Abstract:
BACKGROUND: In 1969, Li-Fraumeni syndrome (LFS), which is a rare cancer predisposition syndrome, was reported for the first time. The main problem in LFS is the mutation in the TP53 gene, which is a crucial tumor suppressor gene in the cell cycle. A hereditary syndrome is inherited in an autosomal dominant pattern. There is a significant correlation between this syndrome and various cancers such as sarcoma, breast cancer, brain tumors, and different other types of malignancies. This study aimed to identify the possibility of LFS in cancer patients in the East Azarbaijan, Iran.
METHODS: In this experimental study, 45 children with cancer in the Northwest of Iran were investigated for LFS. DNA was extracted from the whole blood cells using the salting-out method. The region within the exons 5-8 of the TP53 gene has been replicated via Polymerase Chain Reaction (PCR) method. The PCR products were sent for Sanger sequencing, and finally, the data were analyzed by Chromas software.
RESULTS: In the studied probands, in 12 (26.67%) cases, polymorphisms in Exon 6 and Introns 6 and Intron 7 were identified, and no mutation was observed in exons 5-8 of the TP53 gene.

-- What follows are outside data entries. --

PR #2989, opened 2025-07-22
Implement ask vs act toggle

FadhlanR:
This PR adds a new LLM mode toggle component that allows users to switch between 'ask' and 'act' modes. The default mode is 'ask' mode. If user switch to 'act' mode, commands and code patches are automatically executed without requiring explicit approval, but only for commands and code patches sent after the mode was enabled.

https://github.com/user-attachments/assets/f589f695-7da6-4564-a019-02f9c9cc2a04


packages/ai-bot/lib/responder.ts
```diff
@@ -33,10 +34,40 @@ export class Responder {
...
+        lastLLMModeEvent &&
+        (lastLLMModeEvent as any).content &&
+        (lastLLMModeEvent as any).content.mode === 'act'
+      ) {
+        return true;
+      }
+      return false;
+    }
+    // Fallback: do not respond to command/code patch result events by default
+    return false;
```
lukemelia: I'm not convinced this is the logic we want. Let's discuss it.

packages/host/app/services/matrix-service.ts
```diff
@@ -1592,6 +1598,22 @@ export default class MatrixService extends Service {
...
+    // Queue code patches for processing
+    if (
+      event.type === 'm.room.message' &&
+      event.content?.body &&
+      event.content?.isStreamingFinished
+    ) {
+      // Check if the message contains code patches by looking for search/replace blocks
+      let body = event.content.body as string;
+      if (
+        body.includes('╔═══ SEARCH ════╗') &&
```
jurgenwerk: We have this in constants

packages/host/app/components/ai-assistant/llm-mode-toggle.gts
```diff
@@ -0,0 +1,87 @@
...
+    disabled?: boolean;
+    onExpand?: () => void;
+    onCollapse?: () => void;
+  };
+  Element: HTMLElement;
+}
+
+export default class LLMModeToggle extends Component<Signature> {
+  <template>
+    <div class='llm-mode-toggle' ...attributes>
```
backspace, line 24: I know this probably isn’t in the design but maybe some hover text on this would help explain what the toggle does for the unfamiliar

packages/host/app/resources/room.ts
```diff
@@ -386,6 +389,71 @@ export class RoomResource extends Resource<Args> {
...
+    if (this.activeLLMMode === mode) {
+      return;
+    }
+    this.llmModeBeingActivated = mode;
+    try {
+      if (!this.matrixRoom) {
+        throw new Error('matrixRoom is required to activate LLM mode');
+      }
+      await this.matrixService.sendLLMModeEvent(this.matrixRoom.roomId, mode);
+      let remainingRetries = 20;
```
jurgenwerk, line 444: Why is retrying needed?

jurgenwerk (approved):
I have tested this locally and the act mode works nicely for the cases I tried.

packages/host/app/services/command-service.ts
```diff
@@ -142,14 +170,126 @@ export default class CommandService extends Service {
...
+      let timeout = Date.now() + 60_000; // reset the timer to avoid a long wait if the room resource is processing
+      let currentRoomProcessingTimestamp = roomResource.processingLastStartedAt;
+      while (
+        roomResource.isProcessing &&
+        currentRoomProcessingTimestamp ===
+          roomResource.processingLastStartedAt &&
+        Date.now() < timeout
+      ) {
+        // wait for the room resource to finish processing
+        await delay(100);
```
jurgenwerk, line 228: Is this always enough of a delay? Is it possible to use a more reliable mechanism to check for readiness?

packages/host/app/services/command-service.ts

CONCLUSIONS: Our results show that there were no mutations in exons 5-8 of the TP53 gene as an indication of LFS possibility in these families. Further studies are needed to be done in a bigger population, and Next-Generation Sequencing (NGS) needs to be done to evaluate the whole genome of these patients to complete our data.
METHODS: In this experimental study, 45 children with cancer in the Northwest of Iran were investigated for LFS. DNA was extracted from the whole blood cells using the salting-out method. The region within the exons 5-8 of the TP53 gene has been replicated via Polymerase Chain Reaction (PCR) method. The PCR products were sent for Sanger sequencing, and finally, the data were analyzed by Chromas software.
RESULTS: In the studied probands, in 12 (26.67%) cases, polymorphisms in Exon 6 and Introns 6 and Intron 7 were identified, and no mutation was observed in exons 5-8 of the TP53 gene.
CONCLUSIONS: Our results show that there were no mutations in exons 5-8 of the TP53 gene as an indication of LFS possibility in these families. Further studies are needed to be done in a bigger population, and Next-Generation Sequencing (NGS) needs to be done to evaluate the whole genome of these patients to complete our data.
摘要:
背景:1969年,Li-Fraumeni综合征(LFS),这是一种罕见的癌症易感性综合症,这是第一次报道。LFS的主要问题是TP53基因的突变,这是细胞周期中至关重要的抑癌基因。遗传性综合征以常染色体显性遗传模式遗传。这种综合征与各种癌症如肉瘤之间存在显著的相关性,乳腺癌,脑肿瘤,和其他不同类型的恶性肿瘤。这项研究旨在确定东Azarbaijan癌症患者LFS的可能性,伊朗。
方法:在本实验研究中,伊朗西北部的45名癌症儿童接受了LFS调查。使用盐析法从全血细胞中提取DNA。TP53基因的外显子5-8内的区域已通过聚合酶链反应(PCR)方法复制。将PCR产物送去进行Sanger测序,最后,数据采用Chromas软件进行分析。
结果:在研究的先证者中,在12例(26.67%)中,鉴定了外显子6和内含子6和内含子7的多态性,在TP53基因的外显子5-8中未观察到突变。
结论:我们的结果表明,TP53基因的外显子5-8没有突变,这表明这些家族中LFS的可能性。需要在更大的人群中进行进一步的研究,需要进行下一代测序(NGS)来评估这些患者的整个基因组以完成我们的数据。
方法:在本实验研究中,伊朗西北部的45名癌症儿童接受了LFS调查。使用盐析法从全血细胞中提取DNA。TP53基因的外显子5-8内的区域已通过聚合酶链反应(PCR)方法复制。将PCR产物送去进行Sanger测序,最后,数据采用Chromas软件进行分析。
结果:在研究的先证者中,在12例(26.67%)中,鉴定了外显子6和内含子6和内含子7的多态性,在TP53基因的外显子5-8中未观察到突变。
结论:我们的结果表明,TP53基因的外显子5-8没有突变,这表明这些家族中LFS的可能性。需要在更大的人群中进行进一步的研究,需要进行下一代测序(NGS)来评估这些患者的整个基因组以完成我们的数据。